# TASK DIRECTIONS
Everything from the line holding "Client/server correlation" through the final line of the entries below is to be duplicated exactly, and nothing outside that span.
⁂
PR #129, opened 2016-02-06
Client/server correlation

MaxShehovtsov:
In this PR - setting x-ms-request-id and x-ms-root-id headers to each ajax call. 
Applies on to ajax calls to the same host to prevent CORS issues.
Making sure ajax telemetry gets correct ctx.id, ctx.parentid and rdd.id.

Assumptions: 
- in current implementation a page is considered a root (we might implement request to page relationship later). 
- Therefore ctx.id (root id) equals ctx.parentid  
- Dependency.ctx.parentid equals ctx.id (root id) (and equals ctx.parentid)

### DIFF
--- a/JavaScript/JavaScriptSDK.Tests/CheckinTests/Initialization.tests.ts
+++ b/JavaScript/JavaScriptSDK.Tests/CheckinTests/Initialization.tests.ts
@@ -30,7 +30,8 @@ class InitializationTests extends TestClass {
             disableAjaxTracking: true,
             overridePageViewDuration: false,
             maxAjaxCallsPerView: 44,
-            disableDataLossAnalysis: true
+            disableDataLossAnalysis: true,
+            disableCorrelationHeaders: false
         };
 
         // set default values
--- a/JavaScript/JavaScriptSDK/ajax/ajax.ts
+++ b/JavaScript/JavaScriptSDK/ajax/ajax.ts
⁂
# REPLY
Client/server correlation

MaxShehovtsov:
In this PR - setting x-ms-request-id and x-ms-root-id headers to each ajax call. 
Applies on to ajax calls to the same host to prevent CORS issues.
Making sure ajax telemetry gets correct ctx.id, ctx.parentid and rdd.id.

Assumptions: 
- in current implementation a page is considered a root (we might implement request to page relationship later). 
- Therefore ctx.id (root id) equals ctx.parentid  
- Dependency.ctx.parentid equals ctx.id (root id) (and equals ctx.parentid)

### DIFF
--- a/JavaScript/JavaScriptSDK.Tests/CheckinTests/Initialization.tests.ts
+++ b/JavaScript/JavaScriptSDK.Tests/CheckinTests/Initialization.tests.ts
@@ -30,7 +30,8 @@ class InitializationTests extends TestClass {
             disableAjaxTracking: true,
             overridePageViewDuration: false,
             maxAjaxCallsPerView: 44,
-            disableDataLossAnalysis: true
+            disableDataLossAnalysis: true,
+            disableCorrelationHeaders: false
         };
 
         // set default values
--- a/JavaScript/JavaScriptSDK/ajax/ajax.ts
+++ b/JavaScript/JavaScriptSDK/ajax/ajax.ts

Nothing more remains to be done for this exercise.